▶ [Work order]:
Pick each line that has "IJobQueue" out of the records.

▶ [Given records]:
PR #2204, opened 2024-06-27
Me/dpc 4117 emit queue metric registry

MEspositoE14s:
## 🎫 Ticket

https://jira.cms.gov/browse/DPC-4117

## 🛠 Changes

Created a new `AwsDistributedBatchQueue` that extends the existing `DistributedBatchQueue` to emit a CloudWatch metric that reports the number of job batches in the queue.  

It is configured in the `application.yml` file of `dpc-aggregation`.  If emitting metrics is turned off in the config they'll be written to the logs instead.

Requires https://github.com/CMSgov/dpc-ops/pull/714 to be merged first.

## ℹ️ Context

We are in the process of updating `dpc-aggregation` to scale based on the number of job batches in its queue, and this is the first step.

## 🧪 Validation

- Made sure all tests are passing locally.
- Pushed to dev and made sure metrics were posted.
image


dpc-api/src/main/java/gov/cms/dpc/api/DPCAPIConfiguration.java
```diff
@@ -189,6 +191,18 @@ public void setLookBackExemptOrgs(List<String> lookBackExemptOrgs) {
         this.lookBackExemptOrgs = lookBackExemptOrgs;
     }
 
+    // Never used in dpc-api, but required for the queue service
+    @Override
+    public int getPollingFrequency() {
+        return 500;
```
jdettmannnava, line 197: Not raise a "why you calling me?" error?

dpc-queue/src/main/java/gov/cms/dpc/queue/JobQueueModule.java
```diff
@@ -34,10 +41,17 @@ public void configure() {
             binder.bind(IJobQueue.class)
                     .to(MemoryBatchQueue.class)
                     .in(Scopes.SINGLETON);
-        } else {
+
+        } else if (configuration().getDpcAwsQueueConfiguration() == null) {
```
jdettmannnava, line 45: I prefer the 'if it isn't null use it' structure, but that is just a personal preference

dpc-queue/src/main/java/gov/cms/dpc/queue/JobQueueModule.java
```diff
@@ -56,4 +70,48 @@ int provideBatchSize() {
...
+
+    @Provides
+    CloudWatchAsyncClient provideCloudWatchAsyncClient() {
+        return CloudWatchAsyncClient
+            .builder()
+            .region(Region.of(configuration().getDpcAwsQueueConfiguration().getAwsRegion()))
+            .build();
+    }
+
+    @Provides
```
jdettmannnava, line 85: Provides and inject?

dpc-queue/src/main/java/gov/cms/dpc/queue/JobQueueModule.java
```diff
@@ -1,14 +1,21 @@
 package gov.cms.dpc.queue;
 
+import com.codahale.metrics.*;
```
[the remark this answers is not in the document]
MEspositoE14s: I let IntelliJ add that for me, but I probably should've been more specific and added each class individually just as a matter of good practice.  Will change!

dpc-queue/src/main/java/gov/cms/dpc/queue/JobQueueModule.java
MEspositoE14s: This one's tough because we're not really using it either way, but yeah, that probably makes for an easier read.

dpc-queue/src/main/java/gov/cms/dpc/queue/JobQueueModule.java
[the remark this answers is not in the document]
jdettmannnava: Oh, I just meant I think the jar comes from the pom in dpc-macaroon, and I don't know if that is appropriate

dpc-queue/src/main/java/gov/cms/dpc/queue/JobQueueModule.java
MEspositoE14s: These are one of the ways you can tell Guice how to inject dependencies.  Using this as an example:
```java
@Provides
@Inject
ScheduledReporter provideScheduledReporter(MetricRegistry metricRegistry, CloudWatchAsyncClient cloudWatchAsyncClient)
``` 

`@Inject` tells Guice that when I call this method I'm not going to provide you with the parameters.  It's up to you to go find a `MetricRegistry` and a `CloudWatchAsyncClient ` on your own and inject them into the method call.

`@Provides` tells Guice that when something out there is asking for a `ScheduledReporter `, it can call this method to create one and inject it.

As an example, the way the whole process works goes like this:

1. When it initializes, `dpc-aggregation` will add the `JobQueueModule` to its Guice bundle and call the module's configure() method to bind `IJobQueue` to the `AwsDistributedBatchQueue` class.
2. At some point, `dpc-aggregation` will ask for an `IJobQueue` and Guice will try to build an `AwsDistributedBatchQueue` and pass it along.
3. For each parameter in the constructor for `AwsDistributedBatchQueue`, Guice will look for "providers" that can create them.
4. One of the parameters is a `ScheduledProvider`, and Guice will use the method marked with the `@Provides` annotation above to create it.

▶ [Answer for this exercise]:
             binder.bind(IJobQueue.class)
1. When it initializes, `dpc-aggregation` will add the `JobQueueModule` to its Guice bundle and call the module's configure() method to bind `IJobQueue` to the `AwsDistributedBatchQueue` class.
2. At some point, `dpc-aggregation` will ask for an `IJobQueue` and Guice will try to build an `AwsDistributedBatchQueue` and pass it along.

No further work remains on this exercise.